#### [Work to complete]
From the line that includes "AC_CONFIG_MACRO_DIRS([m4])" to the closing line of the data, please transcribe every line exactly and add nothing.

#### [The data]
PR #439, opened 2021-09-05
distccd: add --oom-score-adj option (Linux only)

whitslack:
This new option sets `/proc/self/oom_score_adj` in prefork worker child processes. This can afford users a bit of protection against a scenario in which many concurrent compilation jobs cause an out-of-memory condition that prompts the kernel's OOM killer to kill a process that is not so "disposable" as a distccd worker.

This commit adds a new Autoconf test to check whether the host system type (that is, the type of the system on which the compiled binaries are to be run) is Linux. The new `--oom-score-adj` option is implemented only if the host system type is Linux.

### DIFF
--- a/configure.ac
+++ b/configure.ac
@@ -15,6 +15,18 @@ AC_INIT(distcc, 3.4, distcc@lists.samba.org)
 AC_CONFIG_HEADERS(src/config.h)
 AC_CONFIG_MACRO_DIRS([m4])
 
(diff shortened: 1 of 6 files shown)


shawnl:
Sounds like a good idea.

Does this inherit to the compiler?

whitslack:
> Does this inherit to the compiler?

Yes. The score is inherited across `fork` and preserved across `exec`.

#### [Answer space]
 AC_CONFIG_MACRO_DIRS([m4])
 
(diff shortened: 1 of 6 files shown)


shawnl:
Sounds like a good idea.

Does this inherit to the compiler?

whitslack:
> Does this inherit to the compiler?

Yes. The score is inherited across `fork` and preserved across `exec`.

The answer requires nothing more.